Below are lines of data, and only some are wanted. Please repeat exactly those from the line that has "- Adds environment" through the line that has "## How to verify".

Recorded data:
•••••

PR #323, opened 2026-06-04
Make depth exploration token budget configurable

grzegorznowak:
## Summary
Depth exploration query generation now has enough completion headroom to avoid silent truncation, while exposing a research configuration knob so users can tune the budget for their model and cost/latency needs.

## Requirements
- Prevent depth exploration query generation from being capped at the old 512-token completion limit.
- Keep the default budget aligned with the existing query-expansion utility budget.
- Let users configure the depth exploration completion/reasoning-token budget without code changes.

## Acceptance criteria
- Depth exploration query-generation calls use a configurable completion budget instead of a hardcoded 512-token cap.
- The default budget is 10,000 completion tokens.
- Environment configuration can override the budget.
- Invalid non-positive budgets are rejected.
- Documentation lists the new research configuration option.

## Contract changes
- Adds research config key `depth_exploration_max_completion_tokens` with default `10000`.
- Adds environment variable `CHUNKHOUND_RESEARCH_DEPTH_EXPLORATION_MAX_COMPLETION_TOKENS`.
- The setting controls the completion/reasoning-token budget for depth exploration query generation only.

## How to verify
- `uv run pytest tests/unit/test_research_config.py tests/unit/research/shared/test_depth_exploration.py -q`
- `uv run pytest tests/test_smoke.py -v -n auto`
- `uv run pytest tests/ -q`

### DIFF
--- a/chunkhound/core/config/research_config.py
+++ b/chunkhound/core/config/research_config.py
@@ -25,8 +25,8 @@ _DEFAULT_MAX_CHUNKS_PER_FILE_REPR = 5
 _DEFAULT_MAX_TOKENS_PER_FILE_REPR = 2000
 _DEFAULT_QUERY_EXPANSION_ENABLED = True
 _DEFAULT_NUM_EXPANDED_QUERIES = 2
-# Preserve the previous query-expansion utility budget as the default.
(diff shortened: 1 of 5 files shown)


ofriw (approved):
LGTM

•••••

■ EXERCISE ANSWER:
- Adds environment variable `CHUNKHOUND_RESEARCH_DEPTH_EXPLORATION_MAX_COMPLETION_TOKENS`.
- The setting controls the completion/reasoning-token budget for depth exploration query generation only.

## How to verify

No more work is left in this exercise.